Sad and fascinating.  I’ll take failure any day.

“Bayesian consumers infer that hidden add-on prices (e.g. the cost of ink for a printer) are likely to be high prices. If consumers are Bayesian, firms will not shroud information in equilibrium. However, shrouding may occur in an economy with some myopic (or unaware) consumers. Such shrouding creates an inefficiency, which firms may have an incentive to eliminate by educating their competitors’ customers. However, if add-ons have close substitutes, a “curse of debiasing” arises, and firms will not be able to profitably debias consumers by unshrouding add-ons. In equilibrium, two kinds of exploitation coexist. Optimizing firms exploit myopic consumers through marketing schemes that shroud high-priced add-ons. In turn, sophisticated consumers exploit these marketing schemes. It is not possible to profitably drive away the business of sophisticates. It is also not possible to profitably lure either myopes or sophisticates to non-exploitative firms. […] informational shrouding flourishes even in highly competitive markets, even in markets with costless advertising, and even when the shrouding generates allocational inefficiencies.”
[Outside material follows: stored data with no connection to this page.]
PR #6821, opened 2018-03-02
Refactor `highlight` tag to behave like the `raw` tag

### LINKED ISSUE #6658: Better options for fenced code-blocks, highlighting and languages the use braces.
- [ ] I updated to the latest Jekyll (or) if on GitHub Pages to the latest `github-pages`
- [ ] I ran `jekyll doctor` to check my configuration

---

I'm using kramdown and pygmentize (we have our own plugin for the Mathematica language) for highlighting. At the moment, I have to use `{% raw %}` in many places because Mathematica uses braces heavily. Code-blocks look like this

```
{% highlight wl linenos %}
{% raw %}
calcPoints[pts : {pcurr_, pnext1_, pnext2_, rest___}, f_, result_] :=
  calcPoints[
    {pnext1 + f*(pnext2 - pnext1), pnext2, rest, pcurr},
    f,
    {result, pcurr}
  ] /; isNotTooShort[pts];

calcPoints[pts_, _, result_] := Partition[Flatten[result], 2];
{% endraw %}
{% endhighlight %}
```

This is not only ugly, it prevents that I can use code injection in IDEA which supports highlighting for languages inside Markdown files if proper fencing is used

img

Is there any way I can tell Jekyll to ignore code-blocks when processing Liquid tags? Or has the community ever considered making this an option?

ashmaroli:
Closes #6658 

With this, the `highlight` tag will no longer parse Liquid within the tag-body.
```
{% highlight ruby %}
{{ site.title }}
def print_hi(name)
  puts "Hi, #{name}"
end
print_hi('Tom')
{% endhighlight %}
```
will produce
```ruby
{{ site.title }}
def print_hi(name)
  puts "Hi, #{name}"
end
print_hi('Tom')
```
- [x] initial implementation
- [x] update tests
- [x] update documentation


lib/jekyll/tags/highlight.rb
```diff
@@ -2,7 +2,7 @@
 
 module Jekyll
   module Tags
-    class HighlightBlock < Liquid::Block
+    class HighlightBlock < Liquid::Raw
```
pathawks: 🤯 Never knew this was possible!

lib/jekyll/tags/highlight.rb
```diff
@@ -29,13 +29,11 @@ def initialize(tag_name, markup, tokens)
...
-        suffix = context["highlighter_suffix"] || ""
-        code = super.to_s.gsub(%r!\A(\n|\r)+|(\n|\r)+\z!, "")
-
+        prefix  = context["highlighter_prefix"] || ""
+        suffix  = context["highlighter_suffix"] || ""
+        code    = @body.gsub(%r!\A(\n|\r)+|(\n|\r)+\z!, "")
         is_safe = !!context.registers[:site].safe
-
-        output =
+        output  =
```
pathawks: Aligning `=` with the block above? :+1:

pathawks:
This will of course make `{% highlight ruby %}{% include example.rb %}{% endraw %}` impossible, but I agree that the trade is probably worth it.

A backwards-compatible alternative would be something like a `{% highlight-raw %}` tag.

lib/jekyll/tags/highlight.rb
ashmaroli: yep.. reads better..

ashmaroli:
> This will of course make `{% highlight ruby %}{% include example.rb %}{% endraw %}` impossible..

How is that syntax even valid??
To achieve what you meant, I'd use the backticks-fenced-block.. though I won't be able to print `linenos`

--

> A backwards-compatible alternative would be something..

I have a backwards-compatible alternative implementation locally.. but it is a new tag inheriting from `Tags::HighlightBlock` and involves some duplicate code.. I feel, library-wise this is the cleanest move..

pathawks:
> I feel, library-wise this is the cleanest move

I agree :100:

ashmaroli:
> We need some documentation for this...

@pathawks Definitely. Its already part of this PR's *todo-list*.
But weren't we adding documentation for `v4.0` to a separate branch that gets published after `v4.0` has been shipped..? Or did that change?

*Also I'm waiting for #6983 to be merged first as resolving conflicts here is a lot cleaner..*

DirtyF:
@jekyllbot: merge +major

kvz:
Sorry for the amateur question, but I've been looking at 4.0 (btw very nice work on that release! :tada: ) and how would one go about doing `{% highlight ruby %}{% include example.rb %}{% endhighlight %}` now? I've successfully changed a few occasions in my site's codebase to triple backtick fenced blocks in markdown files, but those blocks do not work in html files it seems.

ashmaroli:
@kvz That is a situation I hadn't considered..
Markdown documents allow interpolation via kramdown by using `markdown="1"` on the parent HTML container but that doesn't work for HTML source files..

Hmm.. Can you file a bug report? If we can't come up with a patch in time for Jekyll 4.0 release, this feature will be reverted.

Thank you for bringing this to my notice. :+1:

mattr-:
I'm not sure how @kvz's situation is any different that the exact situations that are called out in the PR body and the feature tests. We've called out that doing the exact example `{% highlight ruby %}{% include example.rb %}{% endhighlight %}` won't work anymore. The file type doesn't matter. 

I wouldn't call this a workaround per se, but I think the same effect could be gotten by having a file, let's call it `foo.example` with the code:
```
{% highlight ruby %}
my_fancy_ruby_code_goes_here
{% endhighlight %}
```

and then doing
```liquid
{% include foo.example %}
```

in a post.

kvz:
It’s just that the workaround won’t work in html. The workaround you propose would break the json and python files we are trying to include and highlight in our documentation site (the cool thing is we can actually run the source code and display it, too, without duplication or so)

I think with this change, there is no way to do that anymore.

Which may be worth it, not sure, you’d be best to judge. But for me would mean I’d have to stay on 3.x(?)

ashmaroli:
> I'm not sure how @kvz's situation is any different that the exact situations that are called out in the PR body and the feature tests.

@mattr- The feature tests do not test the scenario put forth by @kvz. (Using `foo.html` as a source file which won't be converted by kramdown (? or does it?) and hence use of triple backticks within `foo.html` won't be converted by kramdown.)
Moreover, the tests do not suggest a what will work. Just what won't work. (My bad!)

However, I like your suggestion. So basically, we reverse the operation.
Where one would highlight an included snippet in `v3,x`, in `4.0`, they'd be including highlighted snippets. That has to documented in the upgrading post..

ashmaroli:
@kvz Can I see a sample repository? So that I can visualize how it all comes together currently..?

kvz:
Hi, so the project I'm talking about is the site for https://transloadit.com. We'll use code snippets in our docs, [demos](https://transloadit.com/blog/), and [blog posts](https://transloadit.com/blog/) such as this one <https://transloadit.com/blog/2019/03/audio-delay/> that is executed, as well as displayed. It's nice that way as we don't have to keep 2 copies of source files, as over time, they'd certainly diverge, and what you see, has less and less to do with what you get.

For blog posts it's not so much a problem as we can use triple backticks there, but for the demos especially, or the homepage, those are more layout-heavy and as such html files, and we wouldn't be able to upgrade to Jekyll 4 without duplicating our source files as I now understand it, where 1 has the code, and the other has the code, plus `{% highlight ruby %}...{% endhighlight %}` wrappers, and we'd have to include the latter and run the former.

The repo isn't open source, so i can't share it in its entirety. But the relevant snippets I already shared higher up in the thread, I think. If you need more specifics I'm happy to provide them however.

ashmaroli:
@kvz I understand your situation but unfortunately do not see a clean solution for it.
@mattr- Should we revert this change and introduce a new `{% highlight_raw %}` tag instead?

mattr-:
@ashmaroli yup, that's the right thing to do. Thanks for opening that revert PR.

Since we'll be introducing a new tag, we can even delay the new tag addition until 4.1 if necessary. Also, I think it makes more sense to call the tag `raw_highlight` rather than `highlight_raw` but I'm not attached to any particular name for the tag.

PR #6822, opened 2018-03-02
Refactor private method `HighlightBlock#parse_options`

ashmaroli:
- return early if argument is empty
- skip checking if key `linenos` exist in the 'options' hash => if it doesn't exist, the hash will return `nil` anyways..
- guard clause makes the method more appealing.. :stuck_out_tongue:


DirtyF:
@jekyllbot: merge +dev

Shrouded Attributes, Consumer Myopia, and Information Suppression in Competitive Markets

“Could we have a moment of silence please for what might be the last heartbeat of honest price tags?

“You might have seen recently that iconic retailer JC Penney is slumping badly. You almost certainly have seen the reason why: A massive, creative and aggressive new advertising and pricing campaign that promises simplified prices.

“No more coupons or confusing multiple markdowns. No more 600 sales a year. No more deceptive circulars full of sneaky fine print. Heck, the store even did away with the 99 cents on the end of most price tags.  Just honest, clear prices.

“The campaign, which launched on Feb. 1, appears to be a disaster. Revenue dropped 20 percent for the first quarter compared to last year. Customer traffic fell 10 percent. Last year, the company made $64 million in the first quarter; this year, it lost $163 million.”

‘Fair and square’ pricing? That’ll never work, JC Penney. We like being shafted.